The Pebblebee Card, its box, and its charger

So far, so good. After all, it’s just a simple transponder that sends an encrypted identifier to the cloud via any Android device that pings it. It really depends on Google’s underlying Find My Device network to work well. And that’s where things start to fall apart.

What’s bad with the Pebblebee Card for Android?

The Card’s fine, but Google’s network needs work

The Pebblebee Card's thickness compared to a credit card


I’ve carried the Pebblebee Card out in public for days, periodically stopping to turn it off, turn on the device it’s paired with, and check the latest location information. My dear, iPhone-using friend Mark even let me try to stalk him for a few days as he walked around the city (the key word there is “try”).
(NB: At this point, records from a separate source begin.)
PR #577, opened 2017-10-13
Fix some use-after-move errors

austinzheng:
`clang-tidy` uncovered a few issues.


austinzheng:
That's a relief, good to know.

PR #4, opened 2018-04-04
RDM-1982 Timeout configuration applied to RestTemplate object

tzarsmango:
https://tools.hmcts.net/jira/browse/RDM-1982

Timeout for callbacks were not applied. Added a fix for this and added a timeout test

```
[ ] Yes
[X] No
```

### DIFF
--- a/src/main/java/uk/gov/hmcts/ccd/domain/service/callbacks/CallbackService.java
+++ b/src/main/java/uk/gov/hmcts/ccd/domain/service/callbacks/CallbackService.java
@@ -119,6 +119,7 @@ public class CallbackService {
             requestFactory.setConnectionRequestTimeout(secondsToMilliseconds(timeout));
             requestFactory.setReadTimeout(secondsToMilliseconds(timeout));
             requestFactory.setConnectTimeout(secondsToMilliseconds(timeout));
+            restTemplate.setRequestFactory(requestFactory);
             return Optional.ofNullable(
                 restTemplate.exchange(url, HttpMethod.POST, requestEntity, clazz));
         } catch (RestClientException e) {
--- a/src/test/java/uk/gov/hmcts/ccd/domain/service/callbacks/CallbackServiceTest.java
+++ b/src/test/java/uk/gov/hmcts/ccd/domain/service/callbacks/CallbackServiceTest.java
@@ -105,7 +105,8 @@ public class CallbackServiceTest {
 
         long duration = (endTime - startTime);
         final CallbackResponse response = result.orElseThrow(() -> new AssertionError("Missing result"));
-        assertTrue(duration/1000000 > 2500);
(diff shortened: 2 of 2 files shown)


src/test/java/uk/gov/hmcts/ccd/domain/service/callbacks/CallbackServiceTest.java
```diff
@@ -82,6 +82,33 @@ public void happyPathWithNoErrorsOrWarnings() throws Exception {
...
+        mockCallbackServer.stubFor(post(urlMatching("/test-callback.*"))
+            .willReturn(okJson(mapper.writeValueAsString(callbackResponse)).withStatus(200).withFixedDelay(1500)));
+
+        long startTime = System.nanoTime();
+        final Optional<CallbackResponse> result = callbackService.send(testUrl, null, caseEvent, caseDetails);
+        long endTime = System.nanoTime();
+
+        long duration = (endTime - startTime);
+        final CallbackResponse response = result.orElseThrow(() -> new AssertionError("Missing result"));
+        assertTrue(duration/1000000 > 2500);
```
mario-paniccia: can you use 1__000__000 ? helps readability

mario-paniccia: if we are testing retry, can we do a kind of verify with wiremock to make sure the endpoint is called twice? not sure whether wiremock supports that

tzarsmango: both comments appreciated and applied 👍

src/main/java/uk/gov/hmcts/ccd/domain/service/callbacks/CallbackService.java
```diff
@@ -119,6 +119,7 @@ private Integer secondsToMilliseconds(final Integer seconds) {
             requestFactory.setConnectionRequestTimeout(secondsToMilliseconds(timeout));
             requestFactory.setReadTimeout(secondsToMilliseconds(timeout));
             requestFactory.setConnectTimeout(secondsToMilliseconds(timeout));
+            restTemplate.setRequestFactory(requestFactory);
             return Optional.ofNullable(
```
adr1ancho: I am now confused.  A while back, restTemplate was created inside this function.  Then it was injected.  Now we are changing the properties of this restTemplate.  Should we create a restTemplate as per call back??  Just a thought

tzarsmango: Your point may be right, but I think we should discuss it out of the scope of this bug fix. Perhaps with another task to validate the need for that.
Just for the sake of completing this task.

It does actually work a little walking around Lisbon, a moderately dense city with probably somewhere around 70% Android phones. Presumably, that’s enough users to give the network the eyes and ears it needs, since Google tells us the network is fully rolled out in the US and Portugal.

In practice, updates rarely came, and when they did, they lagged by at least an hour and pointed to an almost comically wide search area. More than once, I saw the Find My Device app seemingly change a detection timestamp after the fact, at one point making me think I’d actually left the Card at the park, its only reliably findable location near my home. Apparently, bringing your paired phone into the tracker’s own Bluetooth range doesn’t necessarily ping as a location update, so the app can forget you were just near the tracker.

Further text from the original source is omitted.